When I was in the UK at Christmas my wife kept doing that


----------



## country boy

Yes I agree with the above, no problem if you are a competent driver. There are disadvantages and advantages. I wouldn't rush into anything, bring yours down and see how you feel. I drive on both sides of the car in many countries and feel equally at home either way. You won't be bothered by the police just because of the side your steering wheel is on!


----------



## MacRov

I'm going to be making the drive from Scotland to the Mar Menor area of Spain this summer in a UK RHD car. Not expecting it to be much of an issue really even though I've never driven in europe. As others have said it most likely becomes 2nd nature after a little while and i'll be having a few miles practice through France.
This car and my other UK car will be getting re-registered in Spain, if my wife finds it hard work in a RHD car then we may sell one and buy a LHD as I'll be away a lot of the time so she'll have to do a lot of driving....or walking


----------



## eastie_lover

Ok thanks everyone for the advice. It seems that it's easy enough as long as you pay attention. Most of the driving I'll be doing will probably be on either motorways or in town centres etc i.e probably not much need for overtaking and luckily my car is quite fast should the need arise 

My biggest worry is that I get stopped by the police constantly. Obviously I'm not planning on committing and criminal offences but just don't really like the idea of having to stop and speak to them for half an hour every time I want to go home (they often sit and the roundabout and the bottom of the road near where I’ll be living. Do you think I'll be ok?
Thanks again.


----------



## Alcalaina

eastie_lover said:


> Ok thanks everyone for the advice. It seems that it's easy enough as long as you pay attention. Most of the driving I'll be doing will probably be on either motorways or in town centres etc i.e probably not much need for overtaking and luckily my car is quite fast should the need arise
> 
> My biggest worry is that I get stopped by the police constantly. Obviously I'm not planning on committing and criminal offences but just don't really like the idea of having to stop and speak to them for half an hour every time I want to go home (they often sit and the roundabout and the bottom of the road near where I’ll be living. Do you think I'll be ok?
> Thanks again.



When you say you are constantly getting stopped, is that in Britain? Why?

We have been driving a RHD car here on Spanish plates for three years and have never been stopped. The GC often sit by the roundabout and just wave us past.

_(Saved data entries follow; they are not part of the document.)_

Issue #2060, opened 2023-02-19
Lazy Parsing (Feature request)


bluepnume:
This is something I've often felt would be useful in zod.

### Use case

- I'm calling an external api
- I want to parse the data I get back, to ensure nothing unexpected happens when I consume the data
- Certain properties I need 100% of the time, others I only need in special cases.

### Example

Here's a contrived example:

```typescript
const productSchema = z.object({
  id: z.string(),
  name: z.string(),
  isAvailableInBlue: z.boolean()
});

const offerProduct = async () => {
    const res = await fetch('https://some-api/product');
    const json = await res.json();
    const product = productSchema.parse(json);
    
    if (customerRequestedProductInBlue()) {
        if (!product.isAvailableInBlue) {
          console.log(`Sorry, ${ product.name } is not available in blue`);
          return;
        }
    }
    
    console.log(`Would you like a ${ product.name } today?`)
}
```

In this case:
- I need to be 100% sure `product.name` is present, and is a string
- I only care about `product.isAvailableInBlue` if the customer actually requested a blue product

So far so good. But let's say the api maintainer changes `isAvailableInBlue` to be an integer `0` or `1` -- which is obviously a backwards-incompatible change, but that happens.

Now: my code will error out 100% of the time when I call `productSchema.parse(json)`

### The problem

In cases like this, where I have no control over the external API, obviously it's annoying when a type changes like this, and I want my code to fail rather than assuming `product.isAvailableInBlue` is a boolean.

BUT, ideally I'd like it to only fail at runtime when I try to access `product.isAvailableInBlue`. That way so long as the customer is not requesting a blue product, my code will continue to run.

That way, I still have a bug I need to go fix, but the damage is much more minimal than `productSchema.parse(json)` failing 100% of the time. Most of my customers can still complete a checkout.

### A proposed solution

What I'd love to see is something like `productSchema.lazyParse()`:

```typescript
const productSchema = z.object({
  id: z.string(),
  name: z.string(),
  isAvailableInBlue: z.boolean()
});

const offerProduct = async () => {
    const res = await fetch('https://some-api/product');
    const json = await res.json();
    const product = productSchema.lazyParse(json);
    
    if (customerRequestedProductInBlue()) {
        if (!product.isAvailableInBlue) {
          console.log(`Sorry, ${ product.name } is not available in blue`);
          return;
        }
    }
    
    console.log(`Would you like a ${ product.name } today?`)
}
```

[...]

PR #3550, opened 2024-06-06
Propose feature`.defer()` to support lazy parsing

SnowSuno:
I propose a new feature `defer` to support lazy parsing, which is requested on #2060.

I think this feature would have pretty much use cases such as:
- Only parse the needed fields and prevent unused fields breaking the application. 
- Defer parsing of expensive large schemas.
- And more...

## What it does

You can mark a subpart of a schema as 'deferred' using `.defer()`

The parsing of a schema which is marked 'deferred', is skipped during the parsing, and **outputs a function that can be called to parse the input laterwise** where the schema is actually used.

```typescript
const schema = z.object({
  foo: z.string(),
  bar: z.string().defer(),
})

const parsed = schema.parse({ foo: "foo", bar: "bar" });  // bar is not parsed here

parsed.foo
parsed.bar() // bar is parsed here
```

## Interface
```typescript
// standalone
z.defer(z.string());

// method
z.string().defer();

// can be combined with other effects
z.string().transform(val => val.length).defer();
```

## Additional helper methods

Since the realworld usage would require scenarios like 'defer all props of an object', I also propose a helper method `.deferProps()` in `ZodObject`.

(Just like `.partial()` in `.optional()`)

> I don't think `.deferProps()` is the best naming of the functionality. I'm open for suggestions.

```typescript
z.object({
  foo: z.number(),
  bar: z.string(),
}).deferProps();

// same as 
z.object({
  foo: z.number().defer(),
  bar: z.string().defer(),
});
```

As `.partial()` accepts a mask to mark the fields to be optional. `.deferProps()` also does.
```typescript
z.object({ ... }).deferProps({ foo: true })  // defer prop 'foo' only
```

## WIP

The docs and more exhaustive test cases is a work in process. I plan to work on it after discussions about this new feature request.

### DIFF
--- a/deno/lib/__tests__/defer.test.ts
+++ b/deno/lib/__tests__/defer.test.ts
@@ -1,0 +1,110 @@
+// @ts-ignore TS6133
+import { expect } from "https://deno.land/x/expect@v0.2.6/mod.ts";
+const test = Deno.test;
+
+import { util } from "../helpers/util.ts";
+import * as z from "../index.ts";
+
+test("parse defer primitives", () => {
+  const schema = z.number().defer();
+
+  expect(() => schema.parse("not a number")).not.toThrow();
+  expect(() => schema.parse("not a number")()).toThrow();
+
+  expect(() => schema.parse(42)).not.toThrow();
+  expect(schema.parse(42)()).toEqual(42);
+});
+
+test("defer type inference", () => {
+  const schema = z
+    .object({
+      a: z.string(),
+      b: z.number().nullable(),
+    })
+    .partial();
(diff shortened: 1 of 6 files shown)


colinhacks:

bluepnume:
@SnowSuno this is awesome and would love it if you could re-target Zod 4.

Would you consider using `Object.defineProperty` rather than turning the property into a function, and parse on the initial property get?

That way the parse returns something of the same shape as the original output and we only get run-time errors when we access an invalid property rather than parse-time errors.

PR #3580, opened 2024-06-17
fix: adds ` | never` to `objectOutputType` as a signal to the LSP tha…

ahrjarrett:
This small PR updates the type of `objectOutputType` to fully evaluate the type.

This only seems to occur with `catchall` schemas, and only sometimes.

**Before:**

Screenshot 2024-06-17 at 12 12 45 PM

You can see in the screenshot that the output type includes the type constructor that created it (`objectOutputType`).

The fix for this when it occurs is to unify the result that `objectOutputType` returns with `never`.

The union of any type with the bottom (`never`) is the first type (` | never` is an identity operation), so this is a no-op in every context except for the LSP, which interprets a union as a signal that it needs to evaluate the node.

**After:**

Screenshot 2024-06-17 at 12 14 26 PM

### DIFF
--- a/deno/lib/types.ts
+++ b/deno/lib/types.ts
@@ -2330,11 +2330,13 @@ export type objectOutputType<
   Shape extends ZodRawShape,
   Catchall extends ZodTypeAny,
   UnknownKeys extends UnknownKeysParam = UnknownKeysParam
-> = objectUtil.flatten<
-  objectUtil.addQuestionMarks<baseObjectOutputType<Shape>>
-> &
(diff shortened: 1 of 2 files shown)


ahrjarrett:
@colinhacks any reason not to merge this? Would be great to remove the patch my team is using so we can see the evaluated types for `catchall` and `passthrough` schemas.

Before: 
Screenshot 2024-07-12 at 12 57 38 PM

After:
Screenshot 2024-07-12 at 12 58 56 PM

colinhacks:

PR #3600, opened 2024-06-27
Fixed typo in README

shadone:


colinhacks:
This copy was just replaced with a banner image, but thanks!

PR #3610, opened 2024-07-02
Switch to `isolatedDeclarations`

colinhacks:
- Adds explicit types for all exports
- Lays the groundwork for publishing to JSR later
- Lays the groundwork for faster builds later (still using tsc for now)
- Prevents accidental `.d.ts` blowups from inferred recursive types


packages/zod/src/helpers/util.ts
```diff
@@ -38,11 +40,11 @@ export const getValidEnumValues = (obj: any) => {
     filtered[k] = obj[k];
   }
   return objectValues(filtered);
-};
+}
 
-export const objectValues = (obj: any) => {
+export function objectValues(obj: any): any {
```
alii, line 45: Just out of pure curiosity, what's the reason for switching to functions here? Is it a requirement of JSR's "fast types" (or isolatedDeclarations)?

colinhacks: Nope, just slowly migrating more arrow functions to `function` because I think it's prettier

alii: Agree it's prettier🔥🔥🔥. Think at the time i must have just been curious if/how it would affect isolatedDeclarations

PR #3615, opened 2024-07-03
fix(ZodDefault): apply default even if inner parse returns undefined

### LINKED ISSUE #3614: .default() should apply default if wrapped schema transforms to undefined
This may seem strange, but it's because I've been dealing with AWS CloudFormation parameters, where you can only have empty strings, not null or undefined values...

I was trying to do

```ts
// helper used in place of `.optional()` for my schema for parsing CloudFormation metadata
function optional<T extends z.ZodTypeAny>(schema: T) {
  return z
    .union([z.literal('').transform(() => undefined), schema.optional()])
    .optional()
}

const parameter = optional(z.string()).default('test')
```

I expected `parameter.parse('')` to be `'test'` but instead it's `undefined`.  This violates the output type of `.default('test')`, so I think even if the input is defined, `ZodDefault` should check that the parse output is too.

jedwards1211:
fix #3614

Note: I can't see any reasonable way to make
```ts
    z.union([
      z.literal("").transform(async () => undefined),
      z.string().optional(),
    ])
    .default("inner")
    .default("outer")
    .parse("")
```
return `"outer"`, it returns `"inner"`.

### DIFF
--- a/deno/lib/ZodError.ts
+++ b/deno/lib/ZodError.ts
@@ -27,6 +27,7 @@ export const ZodIssueCode = util.arrayToEnum([
   "invalid_return_type",
   "invalid_date",
   "invalid_string",
+  "failed_default",
   "too_small",
   "too_big",
   "invalid_intersection_types",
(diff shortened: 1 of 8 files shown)


colinhacks:

PR #3624, opened 2024-07-05
Support for all types of discriminators in `z.discriminatedUnion`

RichardCPoint:
Currently in discriminated unions, the discriminator key must be one of a limited number of literal types (see [`getDiscriminator`](https://github.com/colinhacks/zod/blob/4641f434f3bb3dab1bb8cb07f44dd2693c72e35e/src/types.ts#L3060C1-L3091C3)).

This change allows *any* Zod type to be used for the discriminator key

This resolves the following issue:
* #1075

and also covers other use-cases, e.g. to allow an "anything else" case, where the final discriminator key accepts any value other than the known enum values from the other cases:
* #3654 

Async parsing is supported (and covered by a unit test), with validation of the keys happening in parallel.

At parsing time, if the object being parsed matches more than one discriminator key, the object is considered invalid (previously this could always be checked at type-construction time).

## Performance

There is only a performance hit if some of the discriminator keys are not one of the literal types already recognized (in which case all unrecognized keys must be checked one by one). Existing use-cases will have the same performance as before.

### DIFF
--- a/deno/lib/ZodError.ts
+++ b/deno/lib/ZodError.ts
@@ -21,6 +21,7 @@ export const ZodIssueCode = util.arrayToEnum([
   "custom",
   "invalid_union",
   "invalid_union_discriminator",
+  "ambiguous_union_discriminator",
   "invalid_enum_value",
   "unrecognized_keys",
   "invalid_arguments",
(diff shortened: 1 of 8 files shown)


RichardCPoint:
Closing, as it has been made clear that no further changes will be accepted for `z.discriminatedUnion`.

PR #4416, opened 2025-05-19
fix: no json-schema default for piped type w/ input=io

mmkal:
this was a minor bug (I believe) in `toJsonSchema`. Basically this:

```ts
const StringLength = z.string().transform(s => s.length).default(5)
z.toJSONSchema(StringLength, { io: 'input' })
```

should result in `{type: 'string'}` but instead it's `{type: 'string', default: 5}` which doesn't make sense - the default of `5` is internal to zod's piping process, when the user asks for input: 'io', they shouldn't care that zod will apply a default when it transforms the string into a number.

Ideally there would be some way of at least documenting "btw this is going to be transformed, and when it's transformed if you pass undefined it'll default to 5" but I think when passing `input: 'io'`, that transformation is essentially private. Someone reading the json schema should probably know it's optional somehow though?

there was actually a test that caught this, previously we were ending up with nonsenical defaults like the below (see test diff)

```
{
  "$schema": "https://json-schema.org/draft-2020-12/schema",
  "default": 1234,
  "type": "string",
}
```

## Summary by CodeRabbit

- **Bug Fixes**
  - Adjusted JSON schema generation to include default values only in output schemas when appropriate, improving accuracy for schemas with default values.

- **Tests**
  - Updated test cases to align with the revised handling of default values in JSON schema output.

### DIFF
--- a/packages/zod/src/v4/classic/tests/json-schema.test.ts
+++ b/packages/zod/src/v4/classic/tests/json-schema.test.ts
@@ -1643,7 +1643,6 @@ test("defaults/prefaults", () => {
   expect(toJSONSchema(c, { io: "input" })).toMatchInlineSnapshot(`
     {
       "$schema": "https://json-schema.org/draft-2020-12/schema",
-      "default": 1234,
       "type": "string",
     }
   `);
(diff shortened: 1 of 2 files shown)


mmkal:
Ah got it. Yeah it occurred to me after this PR it'd bubble up already but hadn't explicitly checked. Yeah R and E and then what are the letters are there?

PR #4420, opened 2025-05-19
Fix copy/paste v4 docs typo

transitive-bullshit:
loving zod v4 :) just a small doc fix

## Summary by CodeRabbit

- **Documentation**
  - Updated documentation to clarify that the `inferSchema` function now only accepts string schemas, not object schemas.


colinhacks:
Thanks!

Issue #4418, opened 2025-05-19
ZodError no longer has a message


kibertoad:
3.25.3, v4 mode.

```ts
z.string().parse({})
```

Previously the following regex for an error would pass - `/Expected string, received number/`

But now error thrown has `message` set to `""` for whatever reason (blank string).

Is there a reason for this behaviour? It is hard to see it as an improvement, immediate visibility of issues has suffered.

colinhacks:
Yeah sorry, this change was too much breakage for not enough benefit. Fixed in latest. 

https://github.com/colinhacks/zod/pull/4424

kibertoad:
Thank you for addressing it so swiftly!

PR #4424, opened 2025-05-19
Revert `Error` inheritance changes

colinhacks:
This change was too breaky. While avoiding `Error` speeds up the error path for `.safeParse` by around 2.4x there are other ways to expose this behavior would without breaking everyone's snapshot tests. There's no obvious way to get `.toThrowErrorMatchingInlineSnapshot` to play nice with an error that doesn't extend `Error`.


colinhacks:
Closes https://github.com/colinhacks/zod/issues/4418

Even if they do stop you, they usually only want to see your licence. In most places they are no more keen to try and have a conversation in English with you than vice versa!


----------



## Stravinsky

eastie_lover said:


> Ok thanks everyone for the advice. It seems that it's easy enough as long as you pay attention. Most of the driving I'll be doing will probably be on either motorways or in town centres etc i.e probably not much need for overtaking and luckily my car is quite fast should the need arise
> 
> My biggest worry is that I get stopped by the police constantly. Obviously I'm not planning on committing and criminal offences but just don't really like the idea of having to stop and speak to them for half an hour every time I want to go home (they often sit and the roundabout and the bottom of the road near where I’ll be living. Do you think I'll be ok?
> Thanks again.


I had an unusual RHD car here on Spanish plates for 4 years, and got stopped just twice. Both times they wanted sight of my driving licence only. The ITV sticker of course is on the window.


----------



## xabiaxica

Stravinsky said:


> I had an unusual RHD car here on Spanish plates for 4 years, and got stopped just twice. Both times they wanted sight of my driving licence only. _The ITV sticker of course is on the window_.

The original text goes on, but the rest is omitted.